PR #272, opened 2016-06-22
Convert preference storage to json format #266

### LINKED ISSUE #266: Convert preference storage to json format
This way, it will be more visible and easier to reduce configuration leaks between tests.
Although java has a Preferences API, it doesn't seem to be well developed beyond simply key/value pairs.

HansNewbie:
Fixes #266


damithc:
Error handling is half baked, but may be ok because we are going to migrate this later.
■ ■ ■
▶ Exercise requirements:
From the first line to the last, copy the records exactly as they appear above.

▶ The answer:
PR #272, opened 2016-06-22
Convert preference storage to json format #266

### LINKED ISSUE #266: Convert preference storage to json format
This way, it will be more visible and easier to reduce configuration leaks between tests.
Although java has a Preferences API, it doesn't seem to be well developed beyond simply key/value pairs.

HansNewbie:
Fixes #266


damithc:
Error handling is half baked, but may be ok because we are going to migrate this later.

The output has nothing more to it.